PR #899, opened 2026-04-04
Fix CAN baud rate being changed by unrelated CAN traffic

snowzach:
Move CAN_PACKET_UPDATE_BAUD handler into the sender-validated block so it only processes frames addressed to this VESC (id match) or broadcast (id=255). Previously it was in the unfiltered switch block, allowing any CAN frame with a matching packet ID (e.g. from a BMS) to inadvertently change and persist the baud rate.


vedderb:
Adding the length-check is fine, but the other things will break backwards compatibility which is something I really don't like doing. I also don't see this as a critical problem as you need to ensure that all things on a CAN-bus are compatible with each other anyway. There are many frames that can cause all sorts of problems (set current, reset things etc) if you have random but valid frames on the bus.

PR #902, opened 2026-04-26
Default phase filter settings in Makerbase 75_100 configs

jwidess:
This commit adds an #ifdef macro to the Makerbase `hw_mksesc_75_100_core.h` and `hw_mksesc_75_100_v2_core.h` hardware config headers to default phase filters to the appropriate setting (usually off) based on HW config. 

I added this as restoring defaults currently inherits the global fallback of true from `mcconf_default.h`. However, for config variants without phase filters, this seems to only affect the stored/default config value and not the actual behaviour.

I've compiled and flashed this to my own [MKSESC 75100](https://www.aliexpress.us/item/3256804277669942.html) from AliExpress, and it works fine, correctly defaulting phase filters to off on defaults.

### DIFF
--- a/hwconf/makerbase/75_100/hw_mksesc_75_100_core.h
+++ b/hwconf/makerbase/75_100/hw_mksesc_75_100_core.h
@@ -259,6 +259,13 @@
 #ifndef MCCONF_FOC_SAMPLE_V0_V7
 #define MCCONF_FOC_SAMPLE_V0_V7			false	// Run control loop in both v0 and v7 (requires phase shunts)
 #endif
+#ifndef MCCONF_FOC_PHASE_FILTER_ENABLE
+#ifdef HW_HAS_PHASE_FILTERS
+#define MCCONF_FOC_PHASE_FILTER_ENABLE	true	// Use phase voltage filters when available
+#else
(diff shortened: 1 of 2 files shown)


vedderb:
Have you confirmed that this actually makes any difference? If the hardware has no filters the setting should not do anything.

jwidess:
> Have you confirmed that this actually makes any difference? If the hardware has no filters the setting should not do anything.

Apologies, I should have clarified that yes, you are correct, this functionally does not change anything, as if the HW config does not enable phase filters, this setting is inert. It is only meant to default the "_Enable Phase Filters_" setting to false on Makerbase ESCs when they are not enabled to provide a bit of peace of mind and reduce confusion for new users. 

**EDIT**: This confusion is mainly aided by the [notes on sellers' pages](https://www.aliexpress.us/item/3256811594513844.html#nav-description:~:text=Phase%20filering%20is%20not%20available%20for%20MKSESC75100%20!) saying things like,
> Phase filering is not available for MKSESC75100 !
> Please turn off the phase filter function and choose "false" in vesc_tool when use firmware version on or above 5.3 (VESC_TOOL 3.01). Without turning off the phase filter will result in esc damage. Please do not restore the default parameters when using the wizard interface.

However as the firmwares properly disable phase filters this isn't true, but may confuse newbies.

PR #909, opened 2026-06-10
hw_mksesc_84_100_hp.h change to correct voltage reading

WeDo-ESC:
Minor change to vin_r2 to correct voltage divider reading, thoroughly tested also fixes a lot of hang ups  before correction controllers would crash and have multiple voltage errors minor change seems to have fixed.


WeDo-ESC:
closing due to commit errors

----

Write down again, exactly as given, only the lines above that fall from the line with "filters when available" to the line with "This confusion is", inclusive.

+#define MCCONF_FOC_PHASE_FILTER_ENABLE	true	// Use phase voltage filters when available
+#else
(diff shortened: 1 of 2 files shown)


vedderb:
Have you confirmed that this actually makes any difference? If the hardware has no filters the setting should not do anything.

jwidess:
> Have you confirmed that this actually makes any difference? If the hardware has no filters the setting should not do anything.

Apologies, I should have clarified that yes, you are correct, this functionally does not change anything, as if the HW config does not enable phase filters, this setting is inert. It is only meant to default the "_Enable Phase Filters_" setting to false on Makerbase ESCs when they are not enabled to provide a bit of peace of mind and reduce confusion for new users. 

**EDIT**: This confusion is mainly aided by the [notes on sellers' pages](https://www.aliexpress.us/item/3256811594513844.html#nav-description:~:text=Phase%20filering%20is%20not%20available%20for%20MKSESC75100%20!) saying things like,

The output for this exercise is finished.